PR #1564, opened 2021-02-04
fix: windows issues

Sloox:
Fixes Nothing for now due to more changes to come

Need to test if these changes fix IT tests.

### DIFF
--- a/.github/workflows/full_suite_integration_tests.yml
+++ b/.github/workflows/full_suite_integration_tests.yml
@@ -99,7 +99,9 @@ jobs:
 
       - name: Prepare Google Service Account
         env:
+          GOOGLE_CLOUD_PROJECT: flank-open-source
           GCLOUD_KEY: ${{ secrets.GCLOUD_KEY }}
+
         run: |
             if [ "$RUNNER_OS" == "Windows" ]; then
                 set GCLOUD_DIR="%HOMEPATH%/.config/gcloud/"
--- a/.github/workflows/full_suite_integration_tests.yml
+++ b/.github/workflows/full_suite_integration_tests.yml
@@ -99,7 +99,7 @@ jobs:
 
       - name: Prepare Google Service Account
         env:
-          GOOGLE_CLOUD_PROJECT: flank-open-source
+          GOOGLE_CLOUD_PROJECT: flank-open-source #needs to be removed.
           GCLOUD_KEY: ${{ secrets.GCLOUD_KEY }}
 
         run: |
--- a/test_runner/src/main/kotlin/ftl/ios/xctest/common/InstallParseBinaries.kt
+++ b/test_runner/src/main/kotlin/ftl/ios/xctest/common/InstallParseBinaries.kt
@@ -3,8 +3,7 @@ package ftl.ios.xctest.common
 import flank.common.OutputLogLevel
 import flank.common.appDataDirectory
 import flank.common.createDirectoryIfNotExist
-import flank.common.createFileCopy
-import flank.common.createSymbolicLinkToFile
+import flank.common.createLinkToFile
 import flank.common.downloadFile
 import flank.common.hasAllFiles
 import flank.common.isMacOS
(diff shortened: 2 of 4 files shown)


.github/workflows/full_suite_integration_tests.yml
```diff
@@ -99,7 +99,9 @@ jobs:
 
       - name: Prepare Google Service Account
         env:
+          GOOGLE_CLOUD_PROJECT: flank-open-source
```
Sloox, line 102: I know this is a hated solution but for github integration test I want to test if this actually makes a difference.

test_runner/src/main/kotlin/ftl/ios/xctest/common/InstallParseBinaries.kt
```diff
@@ -54,8 +55,16 @@ private fun downloadAndUnzip(osname: String) {
             it.setExecutable(true)
         }
     Files.delete(destinationFile)
-    createSymbolicLinkToFile(
-        link = Paths.get(flankBinariesDirectory.toString(), "libatomic.so.1"),
-        target = Paths.get(flankBinariesDirectory.toString(), "libatomic.so.1.2.0")
-    )
+
+    if (isWindows) {
```
Sloox, line 59: we cannot create a symobolic link on native windows without admin privalages.

test_runner/src/main/kotlin/ftl/ios/xctest/common/InstallParseBinaries.kt
```diff
@@ -54,8 +55,16 @@ private fun downloadAndUnzip(osname: String) {
...
+        createFileCopy(
+            "$flankBinariesDirectory\\libatomic.so.1.2.0",
+            "$flankBinariesDirectory\\libatomic.so.1"
+        )
+    } else {
+        createSymbolicLinkToFile(
+            link = Paths.get(flankBinariesDirectory.toString(), "libatomic.so.1"),
+            target = Paths.get(flankBinariesDirectory.toString(), "libatomic.so.1.2.0")
+        )
+    }
```
piotradamczyk5, line 69: I think that we should hide files copy inside `createSymbolicLinkToFile`

.github/workflows/full_suite_integration_tests.yml
piotradamczyk5: so please add it in `:integration_test build.gradle.kts` using gradle extension `environment(key, value)`

Sloox: @piotradamczyk5 Why do you want it there? This change is temporary and only meant to be for the github actions not for the project. 
I therefore dont see why it must be in gradle?
I honestly am not expecting it to work anyways so will remove it afterwards.

WDYT?

piotradamczyk5: Ok, maybe leave a comment to remove it afterwards

test_runner/src/main/kotlin/ftl/ios/xctest/common/InstallParseBinaries.kt
piotradamczyk5: yes, but we could make a copy  `if (windows)` so there will be just single method
`createSymbolicLink` which has inside copy implementation for windows and symbolic link for others

test_runner/src/main/kotlin/ftl/ios/xctest/common/InstallParseBinaries.kt
Sloox: we should then change createSymbolicLinkToFile to be complient as it will not createSymbolicLinkToFile for windows and therefore the name is not true to its meaning.

I am happy to rename it and do as mentioned but leaving it as createSymbolicLinkToFile is deceptive.

piotradamczyk5: yeah, we could think about other name, but using everwhere 
```
if(isWindows) copy else copySymbolicLink 
```

is not good choice IMO

test_runner/src/main/kotlin/ftl/ios/xctest/common/InstallParseBinaries.kt
Sloox: 👍

test_runner/src/main/kotlin/ftl/ios/xctest/common/InstallParseBinaries.kt
Sloox: I changed the name have a look :)

piotradamczyk5 (approved):

adamfilipow92 (approved):

PR #1572, opened 2021-02-08
refactor: Flank scripts features not depends on each other

### LINKED ISSUE #1543: Make flank-scripts features not depends on each other

As a contributor, I want to keep features not dependent on each other so I don't have to be afraid of the hidden complexity of the domain layer.

**Describe the solution**

1. Identify relations between different `flank-scripts` features.
1. Consider identified code as a standalone utility(ies).
1. Move common implementation to the separated package(s) outside `ops`.

adamfilipow92:
Fixes #1543 

The tests should pass. Scripts should work as before.

## Checklist

- [X] Unit tested

### DIFF
--- a/flank-scripts/build.gradle.kts
+++ b/flank-scripts/build.gradle.kts
@@ -28,7 +28,7 @@ shadowJar.apply {
     }
 }
 // <breaking change>.<feature added>.<fix/minor change>
-version = "1.5.1"
+version = "1.5.2"
 group = "com.github.flank"
 
 application {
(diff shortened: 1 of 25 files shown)


Sloox (changes requested):
Is this only a package name change?

adamfilipow92:
> Is this only a package name change?

I was moving some functions to ```common``` package like ```AppendReleaseNotes.kt``` because is used in two other packages.

piotradamczyk5 (approved):
It needs some adjustments after merge #1574 , but for now the main goal is achieved 👍

Sloox (approved):
Understand it now and approved: 🚀

PR #1585, opened 2021-02-10
fix: Print Flank version only on run command

### LINKED ISSUE #1561: Only print flank version on Run command
**Describe the bug**

Every command starts by printing the flank version. I think only the run command should start by printing the version.

The workflow is someone runs Flank and then wants to know what version of flank was used to execute the tests. I don't think it makes sense to print the flank version on `flank provided-software list` for example.

**To Reproduce**

1. Run `flank provided-software list`
2. See the version is printed

```
$ flank provided-software list
version: local_snapshot
revision: ae09391820ab7facaaa5b7679876e9ae2c0edaed
session id: 39f08992-c5c8-4f61-9fb2-e61aea7f7a97

┌──────────────────────┐
│ ORCHESTRATOR VERSION │
├──────────────────────┤
│ 1.0.2                │
└──────────────────────┘
```

**Expected behavior**

No version printed unless we are invoking a `flank run ...` command or the version command directly.

```
$ flank provided-software list

┌──────────────────────┐
│ ORCHESTRATOR VERSION │
├──────────────────────┤
│ 1.0.2                │
└──────────────────────┘
```

>

```
flank --version
version: local_snapshot
revision: ae09391820ab7facaaa5b7679876e9ae2c0edaed
session id: 35f6c8a1-2f32-44b7-963d-62b7ff1c6933
```

adamfilipow92:
Fixes #1561 

## I case

1. Run android or ios test
1. Flank should print version, revision, and sessionId 

## II case

1. Run Flank with ```--version```
1. Flank should print version, revision, and sessionId 

## III case

1. Run a command like ```flank provided-software list````
1. Version information should not be printed.

### DIFF
--- a/test_runner/src/main/kotlin/ftl/cli/firebase/test/android/AndroidRunCommand.kt
+++ b/test_runner/src/main/kotlin/ftl/cli/firebase/test/android/AndroidRunCommand.kt
@@ -60,7 +60,6 @@ class AndroidRunCommand : CommonRunCommand(), Runnable {
     }
 
     override fun run() {
-
         printVersionInfo()
 
         if (dryRun) {
--- a/test_runner/src/main/kotlin/ftl/cli/firebase/test/android/AndroidRunCommand.kt
+++ b/test_runner/src/main/kotlin/ftl/cli/firebase/test/android/AndroidRunCommand.kt
@@ -20,6 +20,7 @@ import ftl.run.dumpShards
 import ftl.run.newTestRun
 import ftl.util.DEVICE_SYSTEM
 import ftl.util.TEST_TYPE
+import ftl.util.printVersionInfo
 import ftl.util.setCrashReportTag
 import kotlinx.coroutines.runBlocking
 import picocli.CommandLine
@@ -59,6 +60,9 @@ class AndroidRunCommand : CommonRunCommand(), Runnable {
     }
 
     override fun run() {
+
+        printVersionInfo()
+
         if (dryRun) {
             MockServer.start()
         }
--- a/test_runner/src/main/kotlin/ftl/util/Utils.kt
+++ b/test_runner/src/main/kotlin/ftl/util/Utils.kt
@@ -3,6 +3,7 @@
 package ftl.util
 
 import com.fasterxml.jackson.annotation.JsonProperty
+import flank.common.logLn
 import ftl.run.exception.FlankGeneralError
 import java.io.InputStream
 import java.time.Instant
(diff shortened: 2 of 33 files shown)


test_runner/src/main/kotlin/ftl/util/Utils.kt
```diff
@@ -68,6 +69,13 @@ private fun getResource(name: String): InputStream {
         ?: throw FlankGeneralError("Unable to find resource: $name")
 }
 
+fun printVersionInfo() {
+    logLn("version: " + readVersion())
```
Sloox, line 73:
```suggestion
    logLn("version:${readVersion}")
```
?
The same for all 2 lines below?

test_runner/src/main/kotlin/ftl/cli/firebase/test/android/AndroidRunCommand.kt
```diff
@@ -59,6 +60,9 @@ class AndroidRunCommand : CommonRunCommand(), Runnable {
     }
 
     override fun run() {
+
```
Sloox, line 63: hmmm do you have git pre commit working? :)

Sloox (changes requested):

test_runner/src/main/kotlin/ftl/util/Utils.kt
adamfilipow92: Thanks! Changed!

test_runner/src/main/kotlin/ftl/cli/firebase/test/android/AndroidRunCommand.kt
adamfilipow92: Yes, but pre commit hook not catch that. I removed this line! Thanks!

pawelpasterz:
It would be great to have a couple of tests to verify it?

adamfilipow92:
> It would be great to have a couple of tests to verify it, do you think it requires lots of work to implement it?

Right! Tests added! 👍

piotradamczyk5 (approved):
Tested few commands (`flank ios versions list`, `flank android models list`, `flank network-profiles list`) and middle command (help of groups) - version is not printed
Tested (`flank -v `, `flank android run`, `flank ios run`) - Version is printed

Code looks good 👍

jan-gogo (changes requested):
I love that now we are absolutely sure that the version will not be printed in other commands than run, but IMO from a maintenance perspective, it's a bad idea to have a test for checking that something wasn't occurring. Do you know what I mean? There is an infinite number of things that cannot occur in flank runtime, we shouldn't focus on them.

jan-gogo (approved):

Sloox (approved):

PR #1657, opened 2021-03-03
fix: Remove physical device from integration tests

### LINKED ISSUE #1632: Remove physical devices (android) from IT configs
Physical devices burn flank's quota extremely fast. Let's get rid of them!

Currently, there is no support for virtual iPhone instances (on FTL) so iOS tests must remain as they are (at least for now).
What we can do is to remove `HUR` device from https://github.com/Flank/flank/blob/c8d0ff4300af5285b197afaaf29ed124d88fc8f2/integration_tests/src/test/resources/cases/flank_android_multiple_devices.yml#L10

What needs to be done?
* remove `HUR` device (it can't be replaced with another virtual device, our artifacts are compiled with SDK version 30, and currently only 2 virt dev support it, we already use both)
* integration test to be updated (assertions and compare file)

adamfilipow92:
Fixes #1632 

IT should pass.

## Checklist

### DIFF
--- a/integration_tests/src/test/kotlin/integration/MultipleDevicesIT.kt
+++ b/integration_tests/src/test/kotlin/integration/MultipleDevicesIT.kt
@@ -34,7 +34,6 @@ class MultipleDevicesIT {
             resOutput,
             "app-multiple-success-debug-androidTest.apk",
             "app-multiple-error-debug-androidTest.apk",
-            "performanceMetrics.json"
         )
         assertContainsOutcomeSummary(resOutput) {
             success = 6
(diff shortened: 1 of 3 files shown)


piotradamczyk5 (approved):

piotradamczyk5:
@flank-it

piotradamczyk5:
@adamfilipow92 please check IT

piotradamczyk5 (approved):

piotradamczyk5:
@flank-it

Sloox (approved):

PR #1661, opened 2021-03-05
test: Implement logic to clear LocalGcs after each test

### LINKED ISSUE #1578: LocalGcs should be cleaned after each test
This is a follow-up issue of #1577 

Here is the copy-pasted description:

_After some digging it turned out it's due to `GcStorage` client and `FlankTestRunner`. Here are some of my thoughts and conclusions:_
* _When FlankTestRun is initiated it uploads some artifacts needed during tests. GcStorage uses FakeStorageRpc (during test run) under the hood and one preserves all artifatcs/files/and other files as String - byte[] map. #1350 added two new artifacts that are uploaded and one of them is EarlGreyExample.zip which is quite heavy ~47MB._
* _There are a couple of tests which uploads those zip file but with different key (which expected). Yet, it leads to the point when we have few big byte[] in memory and referenced by GcStorage (so gc can not free the memory)_
* _I checked and the default xmx for gradle test task on GH action runner is 512 MB._
* _In general, it is not so small number but...if we run mockedIosTestRun gcsAndHistoryName and mockedIosTestRun local we already have ~141MB of memory occupied only by those zip files, one for the FlankTestRunner and each of tests 'uploads' zip on it's own. And we need to remember there are other lots of other tests that 'uploads' files..._
* _All above can cause OOM error being thrown (at least I think so)_

#### Story:
As a developer I want storage to be cleaned after each test so that I am sure there will be no memory leak during tests.

#### Solution:
There are two possible approaches:
1. clear entire `LocalGcs` after each test:
    1. check if it impacts overall test performance
    2. implement logic to clear `LocalGcs`
    3. find tests that require test artifacts to be uploaded and add logic to upload required files manually (currently they are uploaded during `FlankTestRunner` initialization 
        https://github.com/Flank/flank/blob/master/test_runner/src/test/kotlin/ftl/test/util/FlankTestRunner.kt#L13
        https://github.com/Flank/flank/blob/master/test_runner/src/test/kotlin/ftl/test/util/LocalGcs.kt#L32
    4. clear storage after each test
2. clear file uploaded during tests only:
    1. implement logic to clear storage only for specific files (all pre-uploaded files are held in `tmp_bucket_2`, `FakeStorageRpc` holds files(as byte[]) in hashmap with string key consisting of `[bucket_name]/[filename]`, we could use that info)
    2. clear storage after each test that requires it (maybe we do not clear after all of them)

#### Additional thoughts:
Maybe we can use `FlankTestRunner`(junit runner) to handle some work? (like automatic storage cleaning ) -- needs to be investigated.

Solutions are just proposals, we do not need to strictly follow them.

pawelpasterz:
Fixes #1578 

Change description:
* there are only 2 tests that require pre-uploaded files -- now they upload filed on their own (`ArgsHelperTest#assertGcsFileExists succeeds` & `TestRunnerTest#mockedAndroidTestRun gcsAndHistoryName`)
* Google API provides `FakeStorageRpc` which is created with `LocalStorageHelper.getOptions()`
* `FakeStorageRpc` can be cleaned/reseted only by calling `LocalStorageHelper.getOptions()` (both its hashmaps are cleared)
* Above is, unfortunately, the only way to clear `FakeStorageRpc` -- storage has `reset` method but it's not exposed
* The `TestStorageProvider` is introduced to wrap additional test logic
* Intention behind `TestStorageProvider` is `GcStorage` should not be aware of how it is used (tests or production )
* The `TestStorageProvider` has nullable `Storage` filed. It can be cleared (set null) with `#clearStorage`
* If storage is null `TestStorageProvider` will invoke `LocalStorageHelper.getOptions()` and assign reference to storage field.
* `FlankTestRunner` has a custom listener that will invoke `LocalGcs#clear()` after each test run

Unfortunately, there is no straightforward way to verify it since OOM error occurred only on GH Actions machines, randomly.

### DIFF
--- a/test_runner/src/main/kotlin/ftl/gc/GcStorage.kt
+++ b/test_runner/src/main/kotlin/ftl/gc/GcStorage.kt
@@ -224,7 +224,6 @@ object TestStorageProvider {
         }
 
     fun clearStorage() {
-        println("storage null")
         backingStorage = null
     }
 }
--- a/test_runner/src/main/kotlin/ftl/gc/GcStorage.kt
+++ b/test_runner/src/main/kotlin/ftl/gc/GcStorage.kt
@@ -51,7 +51,7 @@ object GcStorage {
     val storage: Storage by lazy {
         GoogleApiLogger.silenceComputeEngine()
         if (FtlConstants.useMock) {
-            LocalStorageHelper.getOptions().service
+            TestStorageProvider.storage
         } else {
             storageOptions.service
         }
@@ -209,4 +209,22 @@ object GcStorage {
     }
 
     private fun String.dropLeadingSlash() = drop(1)
+}
+
+object TestStorageProvider {
+    init {
+        require(FtlConstants.useMock) { "Storage provider can be used only during tests" }
+    }
+
+    private var backingStorage: Storage? = null
+
+    val storage: Storage
+        get() = backingStorage ?: LocalStorageHelper.getOptions().service.apply {
+            backingStorage = this
+        }
+
+    fun clearStorage() {
+        println("storage null")
+        backingStorage = null
+    }
 }
--- a/test_runner/src/test/kotlin/ftl/args/ArgsHelperTest.kt
+++ b/test_runner/src/test/kotlin/ftl/args/ArgsHelperTest.kt
@@ -16,6 +16,7 @@ import ftl.shard.TestMethod
 import ftl.shard.TestShard
 import ftl.shard.stringShards
 import ftl.test.util.FlankTestRunner
+import ftl.test.util.LocalGcs
 import ftl.test.util.TestHelper.absolutePath
 import ftl.test.util.assertThrowsWithMessage
 import io.mockk.every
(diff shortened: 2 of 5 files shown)


Sloox (approved):

pawelpasterz:
@flank-it

test_runner/src/main/kotlin/ftl/gc/GcStorage.kt
```diff
@@ -210,3 +210,20 @@ object GcStorage {
...
+    init {
+        require(FtlConstants.useMock) { "Storage provider can be used only during tests" }
+    }
+
+    private var backingStorage: Storage? = null
+
+    val storage: Storage
+        get() = backingStorage ?: LocalStorageHelper.getOptions().service.apply {
+            backingStorage = this
+        }
```
piotradamczyk5, line 224: looks like `backingStorage` is just lazy field

piotradamczyk5 (approved):

PR #1680, opened 2021-03-11
fix: Fix output report error with dump shards

pawelpasterz:
When a user tries to dump shards AND the output report is enabled an error is thrown. This is due to the fact flank is trying to create `outputReport.json` file inside result directory which does not exist for dump shard run, to reproduce run on the current master:
1. add `output-report: json` to the config file
2. start flank with `--dump-shards`
3. see `FileNotFound` error

1. add `output-report: json` to the config file
2. start flank with `--dump-shards`
3. no error is thrown and flank finishes run normally

## Checklist

- [x] Unit tested

### DIFF
--- a/common/src/main/kotlin/flank/common/Files.kt
+++ b/common/src/main/kotlin/flank/common/Files.kt
@@ -111,7 +111,7 @@ fun File.hasAllFiles(fileList: List<String>): Boolean {
 
 fun String.fileExists(): Boolean = Paths.get(this).exists()
 
-fun osPathSeperator() = (if (isWindows) "\\" else "/")
+fun osPathSeparator() = (if (isWindows) "\\" else "/")
 
 private fun Path.exists(): Boolean = Files.exists(this)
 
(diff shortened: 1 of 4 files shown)


pawelpasterz:
@flank-it

common/src/main/kotlin/flank/common/Files.kt
```diff
@@ -111,7 +111,7 @@ fun File.hasAllFiles(fileList: List<String>): Boolean {
 
 fun String.fileExists(): Boolean = Paths.get(this).exists()
 
-fun osPathSeperator() = (if (isWindows) "\\" else "/")
+fun osPathSeparator() = (if (isWindows) "\\" else "/")
```
Sloox, line 114: Am i blind what actually changed on this line?

Sloox (approved):

common/src/main/kotlin/flank/common/Files.kt
pawelpasterz: There was a typo `sepErator`. I've changed it to `sepArator`

piotradamczyk5: is it different from `File.pathSeparator` ?

adamfilipow92 (approved):
- [X] Code looks good
- [X] Tested and works
👍

Issue #1710, opened 2021-03-17
Allow device & shard count validation to be skipped


inktomi:
As a firebase test lab user, I may be offered access from time to time above the normal limits. As a flank & fladle user, I would like to be able to pass in customized config values to use my account to the fullest - but the configuration validation prevents it. 

I would like the ability to skip config validation by passing in a flag at runtime. This flag could even be part of the config, it doesn't need to be a command line option. In the event of having an invalid config but passing the skip validation flag, Flank should crash (unparsable config) or pass the values provided (eg, 1000 shards, or `FluffyBunny` device type, etc). 

As this is part of Flank that's (correctly!) built in, it's not currently possible to work around this when passing in otherwise invalid parameters.

jan-gogo:
**For estimation**
1. Add new option `skip-config-validation`
2. Update implementation for skipping o args validation if this option is used.

PR #1711, opened 2021-03-17
feat: Add support for emulator devices

pawelpasterz:
In the scope of #1710

PR adds support for `EMULATOR` devices

1. build flank locally with `./gradlew flankFullRun`
2. ensure you are logged to `flank-open-source` project
3. run `flank firebase test android models list`
4. you should see new devices of type `EMULATOR`
5. run a simple test with
    ```
      device:
         - model: NexusLowResEmulator
           version: 28
    ```
6. tests should finish normally

## Checklist

- [x] Unit tested


pawelpasterz:
@flank-it

inktomi:
How will this work with the existing checks for max shards? They check specifically physical and virtual devices - as best I know there are not limits for these new emulators - so we should ensure that they don't fall into a default bucket of some sort in the validation logic.

pawelpasterz:
> How will this work with the existing checks for max shards? They check specifically physical and virtual devices - as best I know there are not limits for these new emulators - so we should ensure that they don't fall into a default bucket of some sort in the validation logic.

We will introduce skipping validation option in a future PR. AFAIK emulators are considered as virtual devices so you can use up to 500 shards. Just wanted to keep PR scope related to one topic :)

Sloox (approved):
10k lines made me cry at first

piotradamczyk5 (approved):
....
■ Work item
Whenever a line above contains "debug", copy that line.

■ Solution to this exercise
             "app-multiple-success-debug-androidTest.apk",
             "app-multiple-error-debug-androidTest.apk",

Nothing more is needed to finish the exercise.